### Problem statement
Using the entries below, write out the line with "Installed editors were", the line with "The Windows Electron", and every line in between, exactly as each is written.

### Data extract
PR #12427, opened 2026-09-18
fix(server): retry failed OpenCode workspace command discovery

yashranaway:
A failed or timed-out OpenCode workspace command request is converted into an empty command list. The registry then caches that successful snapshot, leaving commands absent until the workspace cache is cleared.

...

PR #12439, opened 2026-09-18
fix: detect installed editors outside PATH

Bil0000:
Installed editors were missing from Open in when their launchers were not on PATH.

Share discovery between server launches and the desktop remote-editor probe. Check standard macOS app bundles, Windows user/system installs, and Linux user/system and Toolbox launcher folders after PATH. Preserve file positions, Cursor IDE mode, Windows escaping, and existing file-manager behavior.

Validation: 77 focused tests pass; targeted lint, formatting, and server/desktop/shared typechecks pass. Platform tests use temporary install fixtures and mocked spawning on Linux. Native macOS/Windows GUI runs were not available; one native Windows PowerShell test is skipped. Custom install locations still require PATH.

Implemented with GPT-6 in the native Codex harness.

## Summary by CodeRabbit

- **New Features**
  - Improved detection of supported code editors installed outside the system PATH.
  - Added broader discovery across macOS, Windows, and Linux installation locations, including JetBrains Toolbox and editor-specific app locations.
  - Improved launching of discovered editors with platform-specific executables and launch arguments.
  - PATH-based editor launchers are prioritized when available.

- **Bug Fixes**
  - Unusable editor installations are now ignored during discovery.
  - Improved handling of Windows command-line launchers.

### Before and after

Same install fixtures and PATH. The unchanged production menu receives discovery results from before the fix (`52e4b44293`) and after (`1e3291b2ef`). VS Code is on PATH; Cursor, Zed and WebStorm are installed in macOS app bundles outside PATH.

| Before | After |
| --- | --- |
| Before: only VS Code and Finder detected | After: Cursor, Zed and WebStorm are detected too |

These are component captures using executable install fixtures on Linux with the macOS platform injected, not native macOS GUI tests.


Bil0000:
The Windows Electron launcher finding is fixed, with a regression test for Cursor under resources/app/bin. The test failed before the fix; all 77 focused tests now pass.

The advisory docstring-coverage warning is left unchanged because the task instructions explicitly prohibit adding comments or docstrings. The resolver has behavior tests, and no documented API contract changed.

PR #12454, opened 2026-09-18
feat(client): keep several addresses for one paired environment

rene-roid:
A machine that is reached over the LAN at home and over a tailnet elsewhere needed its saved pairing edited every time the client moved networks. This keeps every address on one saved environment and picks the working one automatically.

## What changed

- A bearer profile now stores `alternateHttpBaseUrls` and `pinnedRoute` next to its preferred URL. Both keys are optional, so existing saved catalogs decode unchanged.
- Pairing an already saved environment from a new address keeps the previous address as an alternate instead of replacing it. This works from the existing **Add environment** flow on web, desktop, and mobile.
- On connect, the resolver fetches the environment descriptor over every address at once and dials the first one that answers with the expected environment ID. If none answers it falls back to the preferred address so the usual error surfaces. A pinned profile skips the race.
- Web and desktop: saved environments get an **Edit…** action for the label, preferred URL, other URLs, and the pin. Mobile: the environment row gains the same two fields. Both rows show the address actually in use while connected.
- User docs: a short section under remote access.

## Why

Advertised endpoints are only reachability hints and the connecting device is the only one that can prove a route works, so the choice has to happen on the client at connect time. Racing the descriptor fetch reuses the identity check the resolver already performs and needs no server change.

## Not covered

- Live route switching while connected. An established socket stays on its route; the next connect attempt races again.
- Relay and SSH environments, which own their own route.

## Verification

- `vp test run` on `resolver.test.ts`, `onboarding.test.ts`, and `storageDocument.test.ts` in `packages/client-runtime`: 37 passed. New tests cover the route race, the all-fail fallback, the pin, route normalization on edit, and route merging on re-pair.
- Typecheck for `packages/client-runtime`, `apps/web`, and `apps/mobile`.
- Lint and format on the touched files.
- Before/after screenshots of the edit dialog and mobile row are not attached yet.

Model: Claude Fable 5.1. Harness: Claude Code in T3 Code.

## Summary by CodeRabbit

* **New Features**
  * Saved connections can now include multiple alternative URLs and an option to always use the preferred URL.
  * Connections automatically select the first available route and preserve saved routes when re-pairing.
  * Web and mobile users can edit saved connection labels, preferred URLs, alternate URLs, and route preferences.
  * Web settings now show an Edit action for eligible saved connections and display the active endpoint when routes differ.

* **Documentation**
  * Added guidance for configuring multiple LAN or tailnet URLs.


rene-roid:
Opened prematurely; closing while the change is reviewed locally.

### Solution to this problem
Installed editors were missing from Open in when their launchers were not on PATH.

Share discovery between server launches and the desktop remote-editor probe. Check standard macOS app bundles, Windows user/system installs, and Linux user/system and Toolbox launcher folders after PATH. Preserve file positions, Cursor IDE mode, Windows escaping, and existing file-manager behavior.

Validation: 77 focused tests pass; targeted lint, formatting, and server/desktop/shared typechecks pass. Platform tests use temporary install fixtures and mocked spawning on Linux. Native macOS/Windows GUI runs were not available; one native Windows PowerShell test is skipped. Custom install locations still require PATH.

Implemented with GPT-6 in the native Codex harness.

## Summary by CodeRabbit

- **New Features**
  - Improved detection of supported code editors installed outside the system PATH.
  - Added broader discovery across macOS, Windows, and Linux installation locations, including JetBrains Toolbox and editor-specific app locations.
  - Improved launching of discovered editors with platform-specific executables and launch arguments.
  - PATH-based editor launchers are prioritized when available.

- **Bug Fixes**
  - Unusable editor installations are now ignored during discovery.
  - Improved handling of Windows command-line launchers.

### Before and after

Same install fixtures and PATH. The unchanged production menu receives discovery results from before the fix (`52e4b44293`) and after (`1e3291b2ef`). VS Code is on PATH; Cursor, Zed and WebStorm are installed in macOS app bundles outside PATH.

| Before | After |
| --- | --- |
| Before: only VS Code and Finder detected | After: Cursor, Zed and WebStorm are detected too |

These are component captures using executable install fixtures on Linux with the macOS platform injected, not native macOS GUI tests.


Bil0000:
The Windows Electron launcher finding is fixed, with a regression test for Cursor under resources/app/bin. The test failed before the fix; all 77 focused tests now pass.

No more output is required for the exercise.